Although none of his sons chose violin making, Nemessányi's apprentices, Béla Szepessy and Eduard Bartek, are generally credited for carrying on the Nemessányi line throughout the late 19th and early 20th century. Bartek taught Paul Pilát who taught many talented apprentices, including: Dezső Bárány, Mihály Reményi, and János Spiegel to name a few.

He was a dramatic figure in the world of violin making and left a sizable impression in the Hungarian violin-making school. His life leads a striking parallel with that of Giuseppe Guarneri del Gesù who also was an alcoholic and died in his early 40s, at the height of his career. Nemessányi's talent with Guarnerian modeling only enhances this fact.

== Labels ==
During his early working years, he wrote his labels by hand. As early as 1863, he began to use printed labels. New labels were ordered in 1871 with larger letters and were mistakenly printed with "Samueli". In some cases he erased the extra 'i', but on some, he left it as it was. On occasion, Nemessányi was known to use the brand mark of "N S". In faked violins, there almost always exists a brand mark, even though Nemessányi barely used it in his own instruments.

His labels appear as such:

----
----
Samuel Nemessányi
fecit Pestini, 1874
----
----
Samuel Nemessányi fecit ad formam
Antonio Stradiuarii Pestini 1865
----
----
Csinálta Nemessányi Samu
Pécsen S.N. 1861 II
----
----
Nemessányi Sam
P. Maggini után Bpesten 1879

It should be mentioned that it is disputed that Nemessányi ever created a Maggini model.
----
----
Samuel Nemessányi fecit ad formam
Joseph Guarnerii pestini anno 1879
----
----

== Instruments ==
Due to his lifestyle, Nemessányi's work reflected his moods. When he had to deal with unpleasant clients or suffered from depression, he often produced inferior work; however, at his best, he distanced himself from everyone, producing master instruments within a few weeks. These are the instruments that are often compared closely with that of Stradivari and Guarneri.

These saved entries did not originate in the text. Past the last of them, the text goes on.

Issue #4137, opened 2024-08-09
C8SM Zeebe REST API is left out of ingress installation guide


jessesimpson36:
[SUPPORT-23061](https://jira.camunda.com/browse/SUPPORT-23061)

In  the above ticket, the customer navigated to
https://docs.camunda.io/docs/apis-tools/zeebe-api-rest/zeebe-api-rest-overview/

and was missing some key information regarding how to set up the zeebe rest api, and making requests against it.

While working on the ticket, the customer specifically asks:
1. Which service should be called ( kubernetes port-forward ) to access it?
2. Which URL should we use?

It should be noted somewhere that the service that provides the rest api is the zeebe gateway (in case customers have issues connecting to their ingress, they should be able to test via port-forwards).  And perhaps there could be a link from above link to the self-managed documentation where we set up the ingress.

I also noticed that the "[Combined and separated ingress setup](https://docs.camunda.io/docs/self-managed/setup/guides/ingress-setup/)" does not include the necessary options to enable the zeebe rest api.

a snippet like 
```diff
zeebeGateway:
  contextPath: "/zeebe"
  ingress:
    grpc:
      enabled: true
      className: nginx
      host: "zeebe.camunda.example.com"
+    rest:
+      enabled: true
+      className: nginx
+      host: "camunda.example.com"
+      path: "/zeebe"
```
should be added.

upgradingdave:
This is a great suggestion, +1 for this!

We might want to also highlight that ingress path must match `contextPath` for each app, for example:
-  `global.identity.auth.<app>. redirectUrl` should match `<app>.contextPath` for operate, tasklist, optimize, modeler, connectors, and console. 
-  `zeebeGateway.ingress.rest.path` should match `zeebe.contextPath`

akeller:
Assigning @conceptualshark and @pepopowitz to this since its an API + SM topic. @jessesimpson36 if Distribution Team plans to deliver these docs changes, you can remove them and assign them as reviewers.

jessesimpson36:
Sounds good @akeller . I was waiting for our backlog grooming to see if we would assign implementation of this to our next sprint, but we decided not to. I am willing to review a PR on this topic though.

PR #4602, opened 2024-11-13
Add the REST config to the Ingress guides

conceptualshark:
## Description

Relates to #4137 
This addresses:
- adding the Zeebe REST API configuration into the Ingress guides
- adding a note that the ingress path should match the context path to the (pre-8.7 combined) Ingress guides
- linking to the ingress config, clarify the context path is for Zeebe Gateway, and update organization of the context path section in the Zeebe REST API overview

I've added these changes to the available documentation, back through 8.5 for the Ingress docs - prior to that the formatting changes. 

I've added these options into /next assuming that if the /v1 APIs remain available, it will still be useful, and if they're removed, we can address removing it at the same time as any other updates, but let me know if this isn't the right call.

## PR Checklist


pepopowitz (approved):
makes sense to me, and clarifies. Thank you!

conceptualshark:
@jessesimpson36 Would you be able to double-check the update here? Thanks!

akeller:
> I've added these options into /next assuming that if the /v1 APIs remain available, it will still be useful, and if they're removed, we can address removing it at the same time as any other updates, but let me know if this isn't the right call.

I'd like to see a member of the Zeebe team pulled in to review this, given the Zeebe REST API is actively being removed. @conceptualshark can you reach out on #ask-zeebe?

jessesimpson36 (approved):
I read the content and verified the referenced options. This all looks good to me.

conceptualshark:
@akeller @jessesimpson36 With the zeebe REST API officially out of the docs for /next, I've updated this PR to remove the reference and remove the config from 8.7. Do you mind double-checking for a final review?

docs/self-managed/setup/guides/ingress-setup.md
```diff
@@ -28,6 +28,10 @@ In this setup, a single Ingress/domain is used to access Camunda 8 web applicati
 
 ![Camunda 8 Self-Managed Architecture Diagram - Combined Ingress](../../assets/camunda-platform-8-self-managed-architecture-diagram-combined-ingress.png)
 
+:::note
+**Operate, Tasklist, Optimize, Modeler, Connectors, Console:** The Ingress path value for each Component (`global.identity.auth.<component>.redirectUrl`) should match the `contextPath` for that Component.
+:::
```
akeller, line 33:
```suggestion
:::note
**Operate, Tasklist, Optimize, Modeler, Connectors, Console:** The Ingress path value for each component (`global.identity.auth.<component>.redirectUrl`) should match the `contextPath` for that component.
:::
```

akeller (commented):
❓ For the C8 REST API (v2), do we need to add a similar change? Basically, adding info on [this page](https://preview.docs.camunda.cloud/pr-4602/docs/next/apis-tools/camunda-api-rest/camunda-api-rest-overview/#context-paths) with a similar link to the ingress setup instructions? 

Otherwise, the changes look consistently applied across the relevant versions.

docs/self-managed/setup/guides/ingress-setup.md
akeller: Plus the other versions.

conceptualshark:
@akeller I've updated the Camunda REST API page as described! I think this should be the last place where this info was located/unclear. 🤞

akeller (approved):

Nemessányi had a predilection for del Gesù models. He copied some instrument models so perfectly that his unbranded and unlabeled instruments were often in circulation as genuine del Gesù's and other famous Italian makers. Due to this, only a small number of instruments are known to be made by him. Genuine violins and cellos made by Nemessányi himself are outstanding instruments and compare favourably with the best of 18th- and 19th-century instruments. William Henley had this to say about Nemessányi's instruments. "Tonal quality completely congenial to the bravura soloist, neither string dull or unequal, but a splendidly free emission of sonorous strength and brilliancy..."

Nemessányi mostly worked with wood, using maple and spruce for his instruments. The final shape of each instrument depended on the acoustic qualities of the wood he was working with, resulting in different measurements for nearly every instrument.

Even though Nemessányi's best instruments look nearly identical to their Italian counterparts, it is not this fact alone that created the illusion that some were indeed the genuine articles. It is their playability that also compares favourably with the instruments they were meant to represent. Herbert Goodkind said this about the playability of Nemessányi's instruments: "They possess both mellowness and power, and an ease and evenness of response that enables the performer to produce the gamut of dynamic shadings from pianissimo to fortissimo without loss of quality."

Heinrich W. Ernst once owned a Del Gesù with a label that read "Joseph Guarnerius fecit Cremona 17__". Even though its measurements and appearance match that of a genuine Del Gesù, it was made around 1860 by Samuel Nemessányi. It is illustrated in "Journal of the Violin Society of America" Vol. II, No. 2 by Herbert Goodkind.

As a copyist, Nemessányi is placed in the ranks of the Voller Brothers, Vuillaume, Lupot and John Lott.

== Sources ==
1. Original research by László and Mihály Reményi: Original biographical information from an article by László Reményi: VIOLINS AND VIOLINISTS: February, March, and April 1950.
2. Benedek, Peter: VIOLIN MAKERS OF HUNGARY: 1997: Heichlinger Druckerei GmbH, Garching.
3. Henley, William: UNIVERSAL DICTIONARY OF VIOLIN AND BOW MAKERS in 5 volumes: 1956-60: AMATI PUBLISHING LTD
4. Goodkind, Herbert: JOURNAL OF THE VIOLIN SOCIETY OF AMERICA Vol. II, No. 2.